Micro Content is the future of Marketing
In this episode of The Brief, Andrew sits down with tech veteran Adrian Salamunovic, who shares some of his experiences in building successful businesses and why he thinks micro content is the future of marketing. Salamunovic is a co-founder of innovative companies DNA11, CanvasPop and PopKey, and a driving force behind WorkshopX, a team of entrepreneurs, technologists, creators, and designers building great web based businesses.
A technology entrepreneur since his teenage years, Salamunovic has become known for his success in getting his companies noticed. DNA11, a company he co-founded in 2005, had its unique DNA portraits featured in many mainstream media outlets, including the New York Times, Good Morning America, and as a plot element on TV’s CSI:NY.
“If you have a remarkable product and combine that with PR, you can
create companies very inexpensively.”
– Adrian Salamunovic
Salamunovic’s latest venture is PopKey, a “3rd party keyboard for iOS 8 that offers users the ability to easily insert animated GIFs into SMS message or email.” (www.popkey.co) Animated GIFs are an example of one of the biggest trends in content marketing right now: micro content.
What is micro content?
If you use social media, you’re pretty much guaranteed to have encountered micro content on a regular basis. For example: tweets, headlines, images, and – here’s where PopKey comes in – animated GIFS.
On the surface, PopKey’s GIF keyboard offers users a simple way to enhance – or even replace – plain text messages with fun visuals. Salamunovic, however, sees PopKey as much more.
“A lot of the companies we’ve created are like icebergs –
what you see is not necessarily what’s being built.”
– Adrian Salamunovic
To establish PopKey as a powerful mobile branding platform, the company has partnered with big-name brands such as MTV, Starbucks and Nike to offer customized GIFs that let users identify with their favourite products and shows as they interact online.
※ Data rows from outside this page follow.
PR #1318, opened 2021-12-14
System.Diagnostics.Metrics + OpenTelemetry metrics

marcinbudny:
## Description

Rewrite metrics implementation to use abstractions now available in .NET. Add extensions to publish metrics via OpenTelemetry  compatible exporters.

Introduced breaking changes:
* Ubiquitous.Metrics abstraction removed in favor of builtin metrics abstraction
* metric configuration on ActorSystem changed to `ActorSystemConfig.WithMetrics(bool recordMetrics = true)`
* some metrics changed names
* some metrics changed types (specifically `protoactor_actor_mailbox_length` is now a histogram, since gauge made no sense when we have a set of multiple different values - we can only trackt the distribution)

## Purpose
This pull request is a:

## Checklist

### DIFF
--- a/src/Proto.Actor/EventStream/DeadLetter.cs
+++ b/src/Proto.Actor/EventStream/DeadLetter.cs
@@ -34,7 +34,8 @@ namespace Proto
         public PID? Sender { get; }
         public MessageHeader Header { get; }
 
-        public override string ToString() => $"DeadLetterEvent: [ Pid: {Pid}, Message: {Message.GetType()}:{Message}, Sender: {Sender}, Headers: {Header} ]";
+        public override string ToString()
+            => $"DeadLetterEvent: [ Pid: {Pid}, Message: {Message.GetType()}:{Message}, Sender: {Sender}, Headers: {Header} ]";
     }
 
     public class DeadLetterProcess : Process
@@ -46,7 +47,12 @@ namespace Proto
         protected internal override void SendUserMessage(PID pid, object message)
         {
             if (System.Metrics.Enabled)
-                ActorMetrics.DeadletterCount.Add(1, new("id", System.Id), new("address", System.Address), new("messagetype", message.GetType().Name));
+            {
+                ActorMetrics.DeadletterCount.Add(1,
+                    new("id", System.Id), new("address", System.Address),
+                    new("messagetype", MessageEnvelope.UnwrapMessage(message)?.GetType().Name ?? "<null>")
+                );
+            }
 
             var (msg, sender, header) = MessageEnvelope.Unwrap(message);
             System.EventStream.Publish(new DeadLetterEvent(pid, msg, sender, header));
--- a/src/Proto.Actor/EventStream/DeadLetter.cs
+++ b/src/Proto.Actor/EventStream/DeadLetter.cs
@@ -45,7 +45,9 @@ namespace Proto
 
         protected internal override void SendUserMessage(PID pid, object message)
         {
-            System.Metrics.Get<ActorMetrics>().DeadletterCount.Inc(new[] {System.Id, System.Address, message.GetType().Name});
+            if (!System.Metrics.IsNoop)
+                System.Metrics.Get<ActorMetrics>().DeadletterCount.Add(1, new("id", System.Id), new("address", System.Address), new("messagetype", message.GetType().Name));
+
             var (msg, sender, header) = MessageEnvelope.Unwrap(message);
             System.EventStream.Publish(new DeadLetterEvent(pid, msg, sender, header));
             if (sender is null) return;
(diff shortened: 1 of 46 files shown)


src/Proto.Actor/EventStream/DeadLetter.cs
```diff
@@ -45,7 +45,9 @@ public DeadLetterProcess(ActorSystem system) : base(system)
 
         protected internal override void SendUserMessage(PID pid, object message)
         {
-            System.Metrics.Get<ActorMetrics>().DeadletterCount.Inc(new[] {System.Id, System.Address, message.GetType().Name});
+            if (!System.Metrics.IsNoop)
+                ActorMetrics.DeadletterCount.Add(1, new("id", System.Id), new("address", System.Address), new("messagetype", message.GetType().Name));
```
mhelleborg: This could end up with messagetype 'MessageEnvelope', which is probably not what we want :)

src/Proto.Actor/Metrics/Metrics.cs
```diff
@@ -1,42 +1,17 @@
...
-        public ICountMetric CreateCount(string name, string description, params LabelName[] labelNames)
-            => _metrics.CreateCount(name, description, labelNames);
-
-        public IGaugeMetric CreateGauge(string name, string description, params LabelName[] labelNames)
-            => _metrics.CreateGauge(name, description, labelNames);
+        public readonly bool IsNoop;
 
-        public IHistogramMetric CreateHistogram(string name, string description, params LabelName[] labelNames)
-            => _metrics.CreateHistogram(name, description, labelNames);
+        public ProtoMetrics(bool recordMetrics) => IsNoop = !recordMetrics;
```
mhelleborg: .Enabled? It is almost exclusively used with !, that could perhaps read better if it was not defined as a negative

alexeyzimarev: I'd say more, if there's no listener for the metric, it won't do anything. So, I don't really think checking if metrics are enabled or not is overkill as the `Meter` thing does it anyway. Might be useful to measure it anyway before making a decision to skip this check or not.

alexeyzimarev: Ok, it's not _exactly_ like that, but metrics report to their subscribers, so when there are no subscribers, there's still some overhead, but it's minimal. The question is if we encourage people to measure their system, checking if metrics are enabled is pointless.

marcinbudny: I kept the IsNoop flag checking from original implementation assuming this is a micro-optimization. If someone is not interested in metrics, they don't have to pay the price of allocations and method calls related to that. Bear in mind that many of the metrics are on the hot path, e.g. measuring the actor's Receive handler. There are many places in proto.actor code that do micro-optimizations, like [here](https://github.com/asynkron/protoactor-dotnet/blob/620e61ddc739b6d34ddb127481169c9d76437d28/src/Proto.Actor/Context/ActorContext.cs#L432)

I can change the name to Enabled though.

src/Proto.Actor/EventStream/DeadLetter.cs
marcinbudny: Added message unwrapping in user message handler. AFAIK system messages will not be wrapped?

src/Proto.Actor/EventStream/DeadLetter.cs
```diff
@@ -46,7 +47,12 @@ public DeadLetterProcess(ActorSystem system) : base(system)
         protected internal override void SendUserMessage(PID pid, object message)
         {
             if (System.Metrics.Enabled)
-                ActorMetrics.DeadletterCount.Add(1, new("id", System.Id), new("address", System.Address), new("messagetype", message.GetType().Name));
+            {
+                ActorMetrics.DeadletterCount.Add(1,
+                    new("id", System.Id), new("address", System.Address),
+                    new("messagetype", MessageEnvelope.UnwrapMessage(message)?.GetType().Name ?? "<null>")
```
mhelleborg: Put it after `var (msg, sender, header) = MessageEnvelope.Unwrap(message);`, no need to unwrap it twice :)

src/Proto.Actor/EventStream/DeadLetter.cs
mhelleborg: System messages will not be wrapped, but that is handled by MessageEnvelope.Unwrap. If the message is not a MessageEnvelope, that will just return the exact same message as was passed in

src/Proto.Actor/EventStream/DeadLetter.cs
marcinbudny: fixed

src/Proto.Actor/EventStream/DeadLetter.cs
```diff
@@ -46,15 +46,16 @@ public DeadLetterProcess(ActorSystem system) : base(system)
...
         protected internal override void SendUserMessage(PID pid, object message)
         {
+            var (msg, sender, header) = MessageEnvelope.Unwrap(message);
+
             if (System.Metrics.Enabled)
             {
                 ActorMetrics.DeadletterCount.Add(1,
                     new("id", System.Id), new("address", System.Address),
-                    new("messagetype", MessageEnvelope.UnwrapMessage(message)?.GetType().Name ?? "<null>")
+                    new("messagetype", msg)
```
mhelleborg: This is the raw object, we should still get the type name ;)

marcinbudny: fixed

Why does micro content matter?
While broader social media platforms like Instagram and Twitter remain popular, more and more mobile users are gravitating towards one-on-one interaction via messaging apps. Messages are faster and less intrusive than a lengthy email or video call. And, as Salamunovic notes, messages have a nearly 100% open rate – which makes them a prime vehicle for marketers, if they can figure out how to infiltrate the medium and offer value to users. Well-crafted micro content is ideally suited for this.
In particular, marketers are looking to micro content to engage millennials, that unique demographic of 18-34 year olds who spend hours online, have big spending power and short attention spans, and are widely felt to be wary of traditional advertising. Video, which was once thought to be a game-changer in micro content, has proven to be too labour-intensive for most users. Animated GIFs, on the other hand, let users express their personality and creativity with very little investment of time or energy, which explains their growing popularity.
It’s anyone’s guess what micro content will look like going forward. But whether it’s animated GIFs or another short and easily shareable snippet of content, Salamunovic feels he’s built a powerful platform for advertisers who previously had no easy way to break into messaging apps. “Micro content is the future, and we’re part of that,” he says.